(Records from a dataset)
%%
PR #52, opened 2024-03-28
Added horizontal scrolling functionality

maha-sachin:
Hi @Julow @panglesd , As per your suggestion, I started by implementing the horizontal scroll area functionality, which is working as expected. However, I'm now facing difficulties in combining both vertical and horizontal scroll areas within the same current hunk.

I've thoroughly tested each scroll area separately, and they work fine individually. However, when I attempt to integrate them into the same current hunk, I'm encountering issues.

I believe that understanding the correct approach to combine both vertical and horizontal scroll areas will greatly benefit the overall usability and functionality of the current hunk display.

Could you please provide some guidance or suggestions on how to effectively combine both scroll areas within the same current hunk? Any insights or examples you can provide would be immensely helpful in overcoming this hurdle.

Additionally, I've prepared a draft pull request with my current progress for your review. While it's not yet complete due to the challenge above, I'd appreciate any feedback or suggestions you may have on my hscroll_area implementation.I look forward to your guidance and feedback.

### DIFF
--- a/.github/workflows/main.yml
+++ b/.github/workflows/main.yml
@@ -1,4 +1,4 @@
-name: Builds, tests & co
+name: CI
 
 on:
   push:
@@ -15,18 +15,16 @@ jobs:
     strategy:
       fail-fast: false
       matrix:
-        include:
-          - os: macos-latest
-            ocaml-compiler: "5.1"
-          - os: ubuntu-latest
-            ocaml-compiler: "5.1"
-          - os: windows-latest
-            ocaml-compiler: "4.14.0"
+        os: 
+          - macos-latest
+          - ubuntu-latest
+        ocaml-compiler: 
+          - "5.1"
 
     runs-on: ${{ matrix.os }}
 
     steps:
-      - name: Checkout tree
+      - name: Checkout code
         uses: actions/checkout@v4
 
       - name: Set-up OCaml ${{ matrix.ocaml-compiler }}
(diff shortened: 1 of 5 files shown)


panglesd:
Hello @maha-sachin !

That's a good start! Thanks for opening the draft PR!

I think you should not be modifying `vscroll_area`. It seems you still have some changes on this function, made to add horizontal scrolling, but we do want separate functions.

With regards to combining `vscroll_area` and `hscroll_area`, you'll simply define a `vscroll_area` which contains an `hscroll_area`, which contains the actual content (the current operation displayed in our case!)

My suggestion for you now would be to just clean up this PR, and rebase on top of the last changes on main!

maha-sachin:
> Hello @maha-sachin !
> 
> That's a good start! Thanks for opening the draft PR!
> 
> I think you should not be modifying `vscroll_area`. It seems you still have some changes on this function, made to add horizontal scrolling, but we do want separate functions.
> 
> With regards to combining `vscroll_area` and `hscroll_area`, you'll simply define a `vscroll_area` which contains an `hscroll_area`, which contains the actual content (the current operation displayed in our case!)
> 
> My suggestion for you now would be to just clean up this PR, and rebase on top of the last changes on main!

Thank you for your feedback and guidance on the draft PR. I apologize for the delayed response, as I have been feeling unwell recently. I will do it as soon as possible. Thank you for your understanding and support.

PR #53, opened 2024-03-29
Add key binding to scroll to the top

### LINKED ISSUE #46: Add keybinding to scroll to the top
#36 has added the ability to scroll.

It would be nice to have a keybinding to scroll back to the top of the displayed operation.

Feel free to ask for help or clarification when working on this issue!

Dezzy12:
fixes #46 
I have made some changes to solve issue #46, please review
@panglesd @Julow

### DIFF
--- a/lib/interactive_viewer.ml
+++ b/lib/interactive_viewer.ml
@@ -113,7 +113,7 @@ let view (patches : Patch.t list) =
         W.string "q:   Quit the diffcessible viewer";
         W.string "n:   Move to the next operation, if present";
         W.string "p:   Move to the previous operation, if present";
-        W.string "t:   Scroll back to the top of the displayed operation.";
+        W.string "g:   Scroll back to the top of the displayed operation.";
       ]
   in
   let z_patches : 'a Zipper.t Lwd.var =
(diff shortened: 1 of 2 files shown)


lib/interactive_viewer.ml
```diff
@@ -167,6 +168,10 @@ let view (patches : Patch.t list) =
                  | `ASCII 'h', [] ->
                      Lwd.set help true;
                      `Handled
+                 | `ASCII 't', [] ->
```
Julow, line 171: Why did you chose `t` ?
This is not consistent with keybindings that users might already know as in `less`, it's used to jump between tags and in [`tig`](https://github.com/jonas/tig/blob/master/doc/manual.adoc#default-keybindings), it's used to toggle the tree view.

Julow (commented):
This works perfectly ! I'm not a fan of the chosen key binding but it's otherwise very good.

lib/interactive_viewer.ml
Dezzy12: What about using `m` since we are returning to the top which in some sense is the main view. Or what do you suggest?

panglesd: I would suggest to use the same keybinding as `less`!

Dezzy12: so a `g` ?

Dezzy12:
I have changed the key binding used. please take a look!
@panglesd

Julow:
Merged, thanks!

Dezzy12:
Thank you

PR #906, opened 2020-11-12
Parenthesize operators when exporting

berberman:
## Subject
A tiny fix to export operators properly. If I understand correctly, identifiers can be either totally symbolic or alpha num. And it might be safe to use `type ...` in the export list:

> The extension -XExplicitNamespaces is implied by -XTypeOperators and (for some reason) by -XTypeFamilies.

we could define those operators only when TypeOperators is enabled.

Closes haskell/haskell-language-server#589. Perhaps I should add some tests :)

## Screenshot
Peek 2020-11-12 18-37

### DIFF
--- a/src/Development/IDE/Plugin/CodeAction.hs
+++ b/src/Development/IDE/Plugin/CodeAction.hs
@@ -382,7 +382,7 @@ suggestExportUnusedTopBinding srcOpt ParsedModule{pm_parsed_source = L _ HsModul
 
     parenthesizeIfNeeds :: Bool -> T.Text -> T.Text
     parenthesizeIfNeeds needsTypeKeyword x 
-      | any (`elem` opLetter) . T.unpack $ x = (if needsTypeKeyword then "type " else "") <> "(" <> x <>")"
+      | T.head x `elem` opLetter = (if needsTypeKeyword then "type " else "") <> "(" <> x <>")"
       | otherwise = x
 
     getLocatedRange :: Located a -> Maybe Range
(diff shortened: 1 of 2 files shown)


jneira:
> Perhaps I should add some tests 

Even one of them would be great :wink:

berberman:
I created them separately one by one, consistent with former tests.

src/Development/IDE/Plugin/CodeAction.hs
```diff
@@ -377,6 +377,14 @@ suggestExportUnusedTopBinding srcOpt ParsedModule{pm_parsed_source = L _ HsModul
         _ -> False
     needsComma _ _ = False
 
+    opLetter :: String
+    opLetter = ":!#$%&*+./<=>?@\\^|-~"
+
+    parenthesizeIfNeeds :: Bool -> T.Text -> T.Text
+    parenthesizeIfNeeds needsTypeKeyword x 
+      | any (`elem` opLetter) . T.unpack $ x = (if needsTypeKeyword then "type " else "") <> "(" <> x <>")"
```
pepeiborra, line 385:
```suggestion
      | any (`elem` opLetter) . take 1 . T.unpack $ x = (if needsTypeKeyword then "type " else "") <> "(" <> x <>")"
```

pepeiborra (approved):
Thank you for fixing this and writing a thorough test suite!

src/Development/IDE/Plugin/CodeAction.hs
berberman: Yes, looking at the first char would be enough.

PR #907, opened 2020-11-14
Do not enable every "unnecessary" warning by default

serras:
This is the result of the discussion in https://github.com/haskell/haskell-language-server/issues/572. As such, it closes #902 and supersedes it. Most of the warnings are anyway enabled by `-Wall`, which is taken as a good practice in the community.

@georgefst @jneira you might be interested in this.

### DIFF
--- a/src/Development/IDE/Core/Compile.hs
+++ b/src/Development/IDE/Core/Compile.hs
@@ -136,7 +136,6 @@ typecheckModule (IdeDefer defer) hsc keep_lbls pm = do
         modSummary' <- initPlugins hsc modSummary
         (warnings, tcm) <- withWarnings "typecheck" $ \tweak ->
             tcRnModule hsc keep_lbls $ enableTopLevelWarnings
-                                     $ enableUnnecessaryAndDeprecationWarnings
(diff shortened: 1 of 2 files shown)


georgefst:
LGTM. I tend to enable `-Wall` everywhere and only disable individual warnings for very good reason. I believe this is pretty much standard practice.

serras:
It seems that tests are not passing due to:

```
highlight
     value:                                                                                                FAIL
       Exception: Timed out waiting to receive a message from the server.
```

but I have no idea how to fix this, or if this is really a problem. It would be great if I could get a helping hand here :)

jneira:
ser `LSP_TEST_LOG_COLOR=0 LSP_TEST_LOG_MESSAGES=true LSP_TEST_LOG_STDERR=true` before running the test might help

wz1000:
I think some of the tests rely on diagnostics which are no longer produced (in order to check that typechecking has completed), so you either have to enable the appropriate warnings for those tests, or add some other kind of construct which will result in some diagnostic.

serras:
Thanks @wz1000, I've just pushed what I think is the right fix.

pepeiborra (approved):
Thanks Alejandro!

PR #912, opened 2020-11-17
Bump up implicit-hie-cradle lower bound

jneira:
* To ensure we get the desired version


jneira:
The build is failing due to https://github.com/actions/setup-haskell/issues/44, we'll have to wait to the fix

pepeiborra (approved):

pepeiborra:
> The build is failing due to [actions/setup-haskell#44](https://github.com/actions/setup-haskell/issues/44), we'll have to wait to the fix

Many thanks for digging this out!

PR #914, opened 2020-11-17
Make Filetargets absolute before continue using them

fendor:
The filetargets are not correctly absolute. The hie-bios API did not articulate it correctly. 

So, in certain cases, the following error is shown for file-targets in sub-directory:
```
/tmp/extra-dir-30793437515428/src/Main.hs: openBinaryFile: does not exist (No such file or directory)
```

Adds a test that this was the case and is now fixed.


pepeiborra:
Thanks! We didn't see any bug reports about this because the cabal and stack cradles produce module targets, right?

pepeiborra (approved):

fendor:
For executables you get file targets. I got a bug report on IRC, but the module actually continues working, but there is a problem in problems tab. You can actually provoke it in the test project I added.

PR #915, opened 2020-11-18
Switch to sliding tags in Github actions

pepeiborra:


ndmitchell (approved):
Seems much better than continually updating

jneira (approved):

PR #916, opened 2020-11-20
Support extending constructors

berberman:
Perhaps we no longer need to parse the extended binding, completely depending on the diagnostic message, since we now have `ExportsMap`. Closes haskell/haskell-language-server#609:

### DIFF
--- a/src/Development/IDE/Plugin/CodeAction.hs
+++ b/src/Development/IDE/Plugin/CodeAction.hs
@@ -19,53 +19,48 @@ module Development.IDE.Plugin.CodeAction
     -- * For testing
     , blockCommandId
     , typeSignatureCommandId
+    , matchRegExMultipleImports
     ) where
 
-import           Bag                                               (isEmptyBag)
-import           Control.Applicative                               ((<|>))
-import           Control.Arrow                                     ((>>>))
-import           Control.Concurrent.Extra                          (readVar,
-                                                                    threadDelay)
-import           Control.Monad                                     (guard, join)
-import           Data.Aeson.Types                                  (Result (..),
-                                                                    Value (..),
-                                                                    fromJSON,
-                                                                    toJSON)
-import           Data.Char
-import           Data.Function
-import           Data.Functor
-import qualified Data.HashMap.Strict                               as Map
-import qualified Data.HashSet                                      as Set
-import           Data.List.Extra
-import           Data.Maybe
-import qualified Data.Rope.UTF16                                   as Rope
-import qualified Data.Text                                         as T
-import           Data.Tuple.Extra                                  ((&&&))
-import           Development.IDE.Core.RuleTypes
-import           Development.IDE.Core.Rules
-import           Development.IDE.Core.Service
-import           Development.IDE.Core.Shake
-import           Development.IDE.GHC.Compat
-import           Development.IDE.GHC.Error
-import           Development.IDE.LSP.Server
-import           Development.IDE.Plugin
-import           Development.IDE.Plugin.CodeAction.PositionIndexed
-import           Development.IDE.Plugin.CodeAction.RuleTypes
-import           Development.IDE.Plugin.CodeAction.Rules
-import           Development.IDE.Types.Exports
-import           Development.IDE.Types.Location
-import           Development.IDE.Types.Options
-import           Development.Shake                                 (Rules)
-import           GHC.LanguageExtensions.Type                       (Extension)
-import qualified Language.Haskell.LSP.Core                         as LSP
-import           Language.Haskell.LSP.Messages
-import           Language.Haskell.LSP.Types
-import           Language.Haskell.LSP.VFS
-import           Outputable                                        (ppr,
-                                                                    showSDocUnsafe)
-import           Safe                                              (atMay)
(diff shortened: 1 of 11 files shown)


pepeiborra:
Thank you for this change, this was so annoying!
Do we need a better test?

Could you undo all the auto formatting? It will lead to unnecessary merge conflicts for other contributions, and its best done by maintainers when the time is right. Thank you!

berberman:
Sorry for that, I've restored changes done by the formatter. 
As for tests, hmmm, I don't have a good idea. Old tests can pass after the changes. Should I add the case in the screenshot?

pepeiborra:
Yes, I think encoding the screenshot as a test would be good enough. Thanks!

berberman:
I have a question about this test case,
```
,  (`xfail` "known broken") $ testSession "extend single line import with constructor" $ template
      (T.unlines
            [ "module ModuleA where"
            , "data A = Constructor"
            ])
      (T.unlines
            [ "module ModuleB where"
            , "import ModuleA (A)"
            , "b :: A"
            , "b = Constructor"
            ])
      (Range (Position 2 5) (Position 2 5))
      "Add Constructor to the import list of ModuleA"
      (T.unlines
            [ "module ModuleB where"
            , "import ModuleA (A(Constructor))"
            , "b :: A"
            , "b = Constructor"
            ])
```
which is marked as "known broken". Expected failure here means "user should not write code like that" or "currently we don't support this feature"?

pepeiborra:
That test case is marked as known broken because it reproduces a known bug that needs to be fixed. Which your PR does

pepeiborra (approved):

berberman:
Now we can extend `()` to `(A(Constructor))`, but not `(A)` to `(A(Constructor))`. So this test is failing, breaking the CI, since the reult becomes `(A(Constructor),A)`. The later one could be implemented, however, I don't think the user would add the constructor to the import list without the parent like this...

berberman:
The test which was marked as  "known broken" previously can pass now, and I added a new test to demonstrate extending constructors. However, current implementation breaks the "extend multi line import with value", because spaces are dropped before removing the trailing comma. This can be fixed by removing the comma in the end of the import list but keeping spaces.

src/Development/IDE/Plugin/CodeAction.hs
```diff
@@ -1108,17 +1109,31 @@ rangesForBinding' _ _ = []
...
+        binding' = (if T.null parent then id else T.init) renderedBinding
+     in removeTrailingComma $ T.concat [pre, "(", binding', rest']
+  _ ->
+    error $
+      "importLine does not have the expected structure: "
         <> T.unpack importLine
-
+  where
+    removeTrailingComma s = case T.breakOnEnd ")" s of
+      (T.unsnoc -> Just (h, _), t) -> T.dropWhileEnd (\x -> x == ',' || isSpace x) h <> ")" <> t
```
berberman, line 1132: Don't drop spaces

src/Development/IDE/Plugin/CodeAction.hs
```diff
@@ -1108,17 +1109,31 @@ rangesForBinding' _ _ = []
...
+    let rest' = case parent of
+          "" -> ", " <> rest
+          _ -> case T.breakOn parent rest of
+            (h, T.stripPrefix parent -> Just r) -> case T.uncons (T.dropWhile isSpace r) of
+              Just (')', _) -> ")" <> h <> r
+              Just ('(', xs) -> let imported = T.takeWhile (/= ')') xs in T.concat ["," ,imported , "), " , h , removeHeadingComma (T.tail (T.dropWhile (/= ')') r))]
+              _ -> "), " <> h <> r
+            _ -> "), " <> rest
+        binding' = (if T.null parent then id else T.init) renderedBinding
+     in removeTrailingComma $ T.concat [pre, "(", binding', rest']
```
pepeiborra, line 1125: I find this code very hard to read. Could you try to golf it a bit to make it more readable? Some concrete suggestions:

- whitespace
- both `rest'` and `binding'` perform branching on whether `parent` is null. Make this more apparent
- introduce more names or add more comments, there's a lot of character matching that is hard to follow
- consider replacing some of the character matching with regexes if that makes things simpler.

pepeiborra (changes requested):

src/Development/IDE/Plugin/CodeAction.hs
berberman: Thanks for your suggestions! I totally agree. It lacks of extensibility and is hard to read 😢

pepeiborra: @berberman when are you planning to implement this suggestion?

adamse:
Anything I can do to help move this forward? :)

berberman:
Sorry for the delay; I‘ve been pretty busy recently...
I may be free next weekend, and helps are welcome :)
Current implementation works but is ugly, so my plan is something like handling two branches (whether the thing we are going to extend is a constructor of a data type) separately, and using regexs or parsers to improve the readability and robustness.

pepeiborra:
I'll merge this as it is, please send a new PR for clean-ups.

pepeiborra (approved):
%%
Every line above that contains the word "workflows" should be reported.

--- a/.github/workflows/main.yml
+++ b/.github/workflows/main.yml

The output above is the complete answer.